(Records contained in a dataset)
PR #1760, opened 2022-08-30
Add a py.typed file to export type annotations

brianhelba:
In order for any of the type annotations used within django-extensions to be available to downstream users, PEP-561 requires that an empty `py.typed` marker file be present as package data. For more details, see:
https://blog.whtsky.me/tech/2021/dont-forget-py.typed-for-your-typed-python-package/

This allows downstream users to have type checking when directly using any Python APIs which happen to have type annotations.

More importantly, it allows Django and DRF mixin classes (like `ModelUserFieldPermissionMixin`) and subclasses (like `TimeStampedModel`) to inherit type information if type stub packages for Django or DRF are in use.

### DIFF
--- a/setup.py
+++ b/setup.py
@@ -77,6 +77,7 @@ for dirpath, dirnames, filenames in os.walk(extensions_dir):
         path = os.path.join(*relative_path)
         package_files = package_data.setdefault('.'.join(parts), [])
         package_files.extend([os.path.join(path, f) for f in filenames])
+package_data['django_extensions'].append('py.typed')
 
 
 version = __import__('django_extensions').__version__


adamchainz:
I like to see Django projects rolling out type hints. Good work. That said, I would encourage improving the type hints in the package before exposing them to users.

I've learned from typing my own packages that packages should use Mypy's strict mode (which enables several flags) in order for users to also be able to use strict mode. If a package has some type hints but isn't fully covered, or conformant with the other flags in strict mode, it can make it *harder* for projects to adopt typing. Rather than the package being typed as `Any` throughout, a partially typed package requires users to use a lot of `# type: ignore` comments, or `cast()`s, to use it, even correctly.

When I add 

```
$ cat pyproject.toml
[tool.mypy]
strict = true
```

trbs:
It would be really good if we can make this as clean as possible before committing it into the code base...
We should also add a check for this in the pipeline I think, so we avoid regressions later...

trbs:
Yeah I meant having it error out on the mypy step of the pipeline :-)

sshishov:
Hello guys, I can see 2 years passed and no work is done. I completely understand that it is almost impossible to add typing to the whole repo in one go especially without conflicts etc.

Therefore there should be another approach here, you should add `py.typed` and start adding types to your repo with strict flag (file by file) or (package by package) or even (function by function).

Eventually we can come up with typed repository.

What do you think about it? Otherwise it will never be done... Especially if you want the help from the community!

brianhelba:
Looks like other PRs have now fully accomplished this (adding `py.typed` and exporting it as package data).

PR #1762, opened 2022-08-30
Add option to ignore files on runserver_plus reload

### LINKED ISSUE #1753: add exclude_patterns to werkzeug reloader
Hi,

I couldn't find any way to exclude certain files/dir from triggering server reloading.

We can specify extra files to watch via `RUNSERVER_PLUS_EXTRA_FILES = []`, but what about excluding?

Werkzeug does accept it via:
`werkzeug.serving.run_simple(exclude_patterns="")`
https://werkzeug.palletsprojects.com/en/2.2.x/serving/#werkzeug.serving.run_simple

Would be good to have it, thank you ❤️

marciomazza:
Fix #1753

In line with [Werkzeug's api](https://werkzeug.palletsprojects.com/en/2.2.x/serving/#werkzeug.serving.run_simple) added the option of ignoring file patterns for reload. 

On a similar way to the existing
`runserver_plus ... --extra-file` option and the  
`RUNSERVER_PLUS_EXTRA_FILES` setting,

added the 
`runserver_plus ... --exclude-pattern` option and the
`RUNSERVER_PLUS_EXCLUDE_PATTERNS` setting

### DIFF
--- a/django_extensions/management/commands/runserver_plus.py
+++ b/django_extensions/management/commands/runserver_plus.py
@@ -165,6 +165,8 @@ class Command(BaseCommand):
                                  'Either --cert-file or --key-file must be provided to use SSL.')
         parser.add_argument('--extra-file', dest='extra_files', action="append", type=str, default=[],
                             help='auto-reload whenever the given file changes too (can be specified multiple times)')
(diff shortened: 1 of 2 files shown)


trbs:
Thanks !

==

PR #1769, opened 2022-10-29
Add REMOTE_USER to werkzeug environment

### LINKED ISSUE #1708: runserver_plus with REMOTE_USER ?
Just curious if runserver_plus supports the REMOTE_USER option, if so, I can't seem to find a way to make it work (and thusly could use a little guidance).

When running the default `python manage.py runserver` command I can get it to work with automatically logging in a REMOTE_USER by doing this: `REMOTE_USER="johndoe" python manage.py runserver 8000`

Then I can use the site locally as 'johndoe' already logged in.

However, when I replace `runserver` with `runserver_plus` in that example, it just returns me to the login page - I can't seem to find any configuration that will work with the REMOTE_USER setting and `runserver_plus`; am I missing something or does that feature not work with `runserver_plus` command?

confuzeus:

* _What the exercise asks_
In the entries above, find the line with "Add REMOTE_USER to werkzeug environment" and the line with "Just curious if", then restate word for word both of them and every line between, with nothing more.

* _Task output_
Add REMOTE_USER to werkzeug environment

### LINKED ISSUE #1708: runserver_plus with REMOTE_USER ?
Just curious if runserver_plus supports the REMOTE_USER option, if so, I can't seem to find a way to make it work (and thusly could use a little guidance).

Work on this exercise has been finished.